Juliet Crabtree¹^*, Akinola Emmanuel¹^*, Ganapathy Subramanian Sankaran¹^*, Jui Dutta-Simmons¹^*, Karolina Kosakowska¹^*, Tracy Dimezzo¹^*, Ian Langer¹^*, Prapti Vyas¹^*, David Soto¹^*, Akshi Thakkar¹^*, Grace Chen¹^*, Maja Sedic¹^*, Scott Barros¹^*, Allen Horhota¹^*, Isin Dalkilic-Liddle¹^*, LT Thiruneelakantapillai¹^*, Muthusamy Jayaraman¹^*, Megan Hoban¹^*, Frank Neumann¹ and Robert Mabry, PhD²^*

¹Orna Therapeutics, Watertown, MA
²Orna Therapeutics, Cambridge, MA

While traditional ex vivo-generated chimeric antigen receptor (CAR) T cell therapies have had tremendous success in the clinic, manufacturing, safety, and accessibility challenges remain. The prospect of an in vivo CAR therapy without the need for patient cell isolation and culture and the safety risks associated with conditioning regimens remains a therapeutic goal. Orna Therapeutic’s panCAR™ combines a synthetic, circular coding RNA platform (oRNA^®) and proprietary immunotropic lipid nanoparticle (LNP) to drive CAR expression on the surface of immune effector cells (e.g. T cells, NK cells) after in vivo administration, promising a transient, re-dosable, and scalable immune cell therapy without the need for preconditioning lymphodepletion. Orna’s panCAR technology leverages both a high-throughput LNP discovery engine, capable of unlocking LNP-mediated RNA delivery to extra-hepatic tissues, with a proprietary FoRCE platform capable of identifying oRNA-required IRES sequences that initiate protein translation in target cells.

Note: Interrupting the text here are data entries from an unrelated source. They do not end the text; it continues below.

PR #215, opened 2023-06-16
Update starcoder example to use the docker compiler

GeorgesLorre:


fondant/compiler.py
```diff
@@ -119,6 +119,11 @@ def _generate_spec(self, pipeline: Pipeline, extra_volumes: list) -> dict:
             # add in and out manifest paths to command
             command.extend(["--output_manifest_path", f"{path}/manifest.json"])
 
+            # add component spec to command if does not exist yet
+            if not component_op.arguments.get("component_spec"):
+                component_spec = component_op.component_spec.specification
+                command.extend(["--component_spec", json.dumps(component_spec)])
+
```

Our lead immunotropic LNP, LNP-6, delivers RNA cargo to 60% of splenic and 84% of peripheral blood T cells in non-human primates (NHP) using a reporter RNA cargo. When paired with an oRNA cargo, LNP-6 demonstrated up to ~70% delivery of an anti-CD20 CAR to NHP T cells and human T cells in vitro, maintaining expression over 72 hours. In cytotoxicity assays, both an anti-CD20 CAR and anti-CD19 CAR construct were able to kill human B lymphoblast cell lines in vitro. Using a humanized mouse model, an LNP-6-delivered anti-CD20 CAR oRNA showed significant B cell depletion in peripheral blood, spleen, and bone marrow at 24 hours (75-80% reduction) and sustained B cell depletion 7 days after dosing in the peripheral blood and bone marrow compartments. In NHPs, LNP-6 delivery of an anti-CD20 CAR oRNA resulted in a 95% reduction in B cells with sustained depletion (82%) 7 days after a single dose. These data support the opportunity for exploration of in vivo CAR therapies in oncologic disease settings.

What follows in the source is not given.